I would like to request a feature. An image classification template (or other example) with a drop down bar: image-classification.liquid.html

it would be very useful when the number of classes is very large (>100) and cannot fit well in the screen

samuel-henry commented 3 years ago

Thank you for this request.

I just added this example: https://github.com/aws-samples/amazon-a2i-sample-task-uis/blob/master/images/image-classification-with-dropdown-select.liquid.html

Note that you can also dynamically generate the select option list using the Liquid framework's looping technology: https://shopify.github.io/liquid/tags/iteration/

Here's a jsfiddle showing the template with a placeholder image so you can see it in interactive mode: https://jsfiddle.net/pza9nj3r/

Please let me know if this meets your needs.

Thank you Sam

gloriamacia commented 3 years ago

@samuel-henry these templates are super nice! I checked out https://shopify.github.io/liquid/tags/iteration/, I have my >1000 categories in a csv (or also in a python list, series, etc) how can I pass them to a liquid collection object to avoid to type each of these manually? Or given the number of categories, even better than a dropdown bar, is there a way to have an autocomplete field, i.e. user starts typing a category and the interface shows the possible options dynamically. Trying to see how to squeeze so many categories in a UI...
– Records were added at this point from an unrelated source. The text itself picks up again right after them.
PR #115, opened 2021-05-26
Fix `<EditorDocumentTitle>` exception

Windvis:
I noticed that typing in a title showed an exception in the console.

Did a little refactoring while I was at it :smile:.

### DIFF
--- a/app/components/editor-document-title.hbs
+++ b/app/components/editor-document-title.hbs
@@ -5,7 +5,7 @@
 {{else}}
   {{#if this.active}}
     <div class="au-c-app-chrome__title-group {{if this.error "au-c-input--error"}}">
-      <Input class="au-c-app-chrome__title-input" placeholder="Naamloos document" @type="text" @value={{this.title}} {{on "input" this.setTitle}} @autofocus="autofocus"  />
+      <input class="au-c-app-chrome__title-input" placeholder="Naamloos document" type="text" value={{this.title}} {{on "input" this.setTitle}} />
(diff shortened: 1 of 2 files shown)


app/components/editor-document-title.hbs
```diff
@@ -5,7 +5,7 @@
 {{else}}
   {{#if this.active}}
     <div class="au-c-app-chrome__title-group {{if this.error "au-c-input--error"}}">
-      <Input class="au-c-app-chrome__title-input" placeholder="Naamloos document" @type="text" @value={{this.title}} {{on "input" this.setTitle}} @autofocus="autofocus"  />
```
Windvis, line 8: I removed the autofocus part since it seemed that it wasn't working. I think something like an `{{autofocus}}` modifier is needed.

app/components/editor-document-title.js
```diff
@@ -13,24 +12,16 @@ export default class EditorDocumentTitleComponent extends Component {
...
   @action
   setTitle(event) {
-    this._title = event.target.value;
-    if (this.args.onChange) {
-      this.args.onChange(this._title);
-    }
-    if (this._title) {
+    let title = event.target.value;
+
+    this.args.onChange?.(title);
```
abeforgit, line 22: wait you can optional chain a function call :open_mouth: 
mind = blown

abeforgit (approved):

app/components/editor-document-title.js
Windvis: Yea, it look's a bit weird at first but I highly prefer it to the alternatives now :smile:.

samuel-henry commented 3 years ago

These resources may be useful to see how to pass python dataframes in to create a dynamic list in the annotation tool:

https://aws.amazon.com/blogs/machine-learning/using-amazon-sagemaker-with-amazon-augmented-ai-for-human-review-of-tabular-data-and-ml-predictions/

https://github.com/aws-samples/amazon-a2i-sample-jupyter-notebooks/blob/master/Amazon%20Augmented%20AI%20(Amazon%20A2I)%20Integration%20with%20tabular%20data.ipynb

Some of our annotation components (eg crowd-semantic-segmentation, crowd-instance-segmentation, crowd-bounding-box, crowd-polygon, crowd-polyline, crowd-line, and crowd-keypoint) support the search/filter/auto-complete functionality you describe for cases when there are a lot of categories. Unfortunately our classification components do not currently support that functionality, but this is useful feedback.

Please let me know if you have any additional questions or feedback.